Hedge fund Perry Capital sues US Treasury
Perry Capital challenges amendments made in Fannie Mae and Freddie Mac bailout terms.
Hedge fund Perry Capital LLC has sued the US Treasury, asserting that the August 2012 decision made by the Treasury and Federal Housing Finance Agency to seize all of the profits from Fannie Mae and Freddie Mac violated the government's 2008 bailout terms.
The hedge fund has sought for the amendments made to the bailout terms in August 2012 to be pushed aside.
The lawsuit was filed in the US District Court in Washington DC.
This lawsuit comes a few days after a group of investors filed a suit challenging several aspects of the capture of the two mortgage companies by the government in 2008.
Following the Treasury's amendment of the bailout terms in August 2012, the two government-sponsored mortgage firms Fannie Mae and Freddie Mac had to relinquish most of their profits to the Treasury.
The new terms allegedly also altered a requirement that the firms make a 10 per cent payment of quarterly dividend on the government's almost 80 per cent equity.
The hedge fund alleged that as a consequence, shareholder value suffered.
Although the firm has not sought any damages in the lawsuit, it is likely to benefit if the August 2012 changes are considered not valid by the court.
Perry Capital, which has been investing in both firms since 2010, has not divulged its interest in the preferred shares of the two mortgage firms.
Through a legal procedure known as "conservatorship", control of Fannie and Freddie was taken by the government in 2008 as losses surged in the housing market.
The government pumped in huge capital in order to make the two firms operational and in exchange the Treasury secured senior preferred shares that paid a 10 per cent dividend initially as well as the rights to buy almost 80 per cent of the common stock of the mortgage firms.

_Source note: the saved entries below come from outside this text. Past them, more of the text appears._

Issue #2186, opened 2021-08-04
Simplify Server/Database Startup


tustvold:
**Problem:**

Over the last weeks we've seen a large number of issues related to the current server and database startup/shutdown logic contained within server, and the structure of the server crate in general:

* https://github.com/influxdata/influxdb_iox/issues/2146
* https://github.com/influxdata/influxdb_iox/issues/2162
* https://github.com/influxdata/influxdb_iox/issues/2174
* https://github.com/influxdata/influxdb_iox/issues/2091
* https://github.com/influxdata/influxdb_iox/issues/2134
* https://github.com/influxdata/influxdb_iox/issues/2139
* https://github.com/influxdata/influxdb_iox/issues/2065
* https://github.com/influxdata/influxdb_iox/issues/2053
* https://github.com/influxdata/influxdb_iox/issues/1990
* https://github.com/influxdata/influxdb_iox/pull/2168

Additionally there are the following problems which currently lack filed issues:

* A database cannot be shutdown, which blocks adding database deletion
* The status of a database's startup is only externally visible once it finishes initialization or errors
* There is a large amount of highly coupled code across lib.rs, init.rs, config.rs that is non-trivial to understand
* The separation of responsibilities between `Server` and `Db` is unclear

**Proposal:**

The full proposal can be found [here](https://docs.google.com/document/d/1sSRODNDcqQ0jncMZGK43zpD5RmvZIXCT_yyoiUfCx-I/edit?usp=sharing) but the major changes are:

* Create a `Database` abstraction that contains the subsystems necessary to implement a single `DatabaseRules`
* `Database` handles its startup/shutdown state machine, and background loop
* `Db` becomes an instance-local, queryable, possibly persisted, and possibly mutable data store
* `LifecyclePolicy`, `WriteBuffer`, etc... is pulled out of `Db` onto `Database`
* `Server` stores a collection of `Database`, and has no involvement in their initialization process
* A `/initialized` HTTP endpoint is added that returns 200 when the `Server` and all `Database` are initialized - for use as a kubernetes startup probe
* The `Server` and `Database` startup state machines remain largely the same, but the error states are explicit, with explicit operator initiated recovery transitions

**Potential Future Improvements**

* Separate `Db` into its own crate
* Ability to delete databases - https://github.com/influxdata/influxdb_iox/issues/1881
* Ability to shutdown databases with an API call

alamb:
Maybe a better name for `Db` is `Store` or `DataStore`

[...]

Issue #2139, opened 2021-07-28
Binary Write Protocol Skips Routing/Sharding


tustvold:
The binary write protocol added in https://github.com/influxdata/influxdb_iox/pull/1842/files#diff-64aa9b484d4b3759cc0dd469329aa5a6bab87366c6c55eb61d9a1d1129201fcdR588 always writes to the local DB, skipping the routing configuration if any. This should be fixed.

As a general point, the code in the PR is not obviously wrong. I'm currently working on trying to cleanup Server a bit, and will see if I can remove this footgun.

PR #2203, opened 2021-08-05
feat: add Database abstraction (#2186)

tustvold:
This starts the process of rejigging the server crate to reduce the tight coupling between server, db and the database startup sequence. Unfortunately I could not find a way to do this as a small incremental change, as the code was so tightly coupled together, and so this is an unfortunately large PR.

This reworks `Server` to be a collection of `Database` which each manage their startup independently. The result is most of the logic that used to live under init.rs now lives in database.rs, and much of the coordination logic that used to live in config.rs is no longer necessary. 

In addition to fixing the issues identified in #2186, the eventual "vision", of which this is the first set of changes, is for a slightly less monolithic design where everything has to be plumbed through the entire object hierarchy. 

To put this in concrete terms, an API to rollover a partition in a `Db` should not imo need to be plumbed through as member functions on `Server` or `Database`, or an API to recover from a broken catalog need to be exposed as a member function on `Server`, instead a service implementation might fetch a `Db` or a `Database` from the hierarchy and make calls directly to that. I at least find it easier to reason about smaller components responsible for a couple of things, than large aggregating objects responsible for everything beneath them.

There are a large number of TODOs still in the code, not all the error propagation is hooked up, not all the logic sits in its final position, etc... but I'd like to get these in as subsequent, smaller PRs.


src/influxdb_ioxd/http.rs
```diff
@@ -643,8 +636,10 @@ async fn query<M: ConnectionManager + Send + Sync + Debug + 'static>(
     let db_name = DatabaseName::new(&db_name_str).context(DatabaseNameError)?;
     debug!(uri = ?req.uri(), %q, ?format, %db_name, "running SQL query");
 
+    // TODO: Propagate error
```
tustvold, line 639: This is no worse than it was before, but should probably be fixed

server/src/database.rs
```diff
@@ -0,0 +1,540 @@
...
+    }
+
+    // TODO: Drain database jobs
+
+    info!(db_name=%shared.config.name, "database worker finished");
+}
+
+/// Try to drive the database to `DatabaseState::Initialized` returns when
+/// this is achieved or the shutdown signal is triggered
+async fn initialize_database(shared: &DatabaseShared) {
```
tustvold, line 266: This is the method that drives the Database initialization

server/src/database.rs
```diff
@@ -0,0 +1,540 @@
...
+                            info!(%db_name, "init transaction already in progress");
+                            None
+                        }
+                    }
+                }
+                // Operator intervention required
+                DatabaseState::RulesLoadError(_, e)
+                | DatabaseState::CatalogLoadError(_, e)
+                | DatabaseState::ReplayError(_, e) => {
+                    error!(%db_name, error=%e, "database in error state - operator intervention required");
```
tustvold, line 293: This will log the error repeatedly, I think this is a good thing

server/src/database.rs
```diff
@@ -0,0 +1,540 @@
...
+            Some((state, handle)) => (state, handle),
+            None => {
+                info!(%db_name, "backing off initialization");
+                tokio::time::sleep(INIT_BACKOFF).await;
+                continue;
+            }
+        };
+
+        // Try to advance to the next state
+        let next_state = match state {
```
tustvold, line 310: It occurs to me on reading this `advance` should probably short-circuit on shutdown - something for a future PR

server/src/lib.rs
```diff
@@ -449,183 +457,161 @@ where
...
+
+        Ok(Arc::clone(db))
     }
 
-    /// Current database init state.
-    pub fn database_state(&self, name: &str) -> Option<DatabaseStateCode> {
-        let db_name = DatabaseName::new(name).ok()?;
-        let config = self.config().ok()?;
-        config.db_state(&db_name)
+    /// Returns an initialized `Db` by name
```
tustvold, line 542: This method feels a bit off to me, but it reduced code churn to keep it, at least for now

server/src/lib.rs
```diff
@@ -883,20 +876,11 @@ where
         NoRemoteReachable { errors }.fail()
     }
 
-    pub async fn write_entry(&self, db_name: &str, entry_bytes: Vec<u8>) -> Result<()> {
```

However, in August 2012, the Treasury allegedly changed the stock-purchase terms, following which the firms had to pay most of their earnings as dividend to Treasury.
According to the amended terms, when the mortgage firms do not run into profits they do not have to make dividend payments.
Following these changes, the firms allegedly can neither create capital nor redeem any of the senior preferred shares, which currently the Treasury holds.
According to Perry Capital, this dividend sweep plan has upset hedge fund firms' bets.
The lawsuit alleged that now that the two firms are making a profit, the government is ensuring that the Treasury alone benefits from the profits earned by Fannie Mae and Freddie Mac.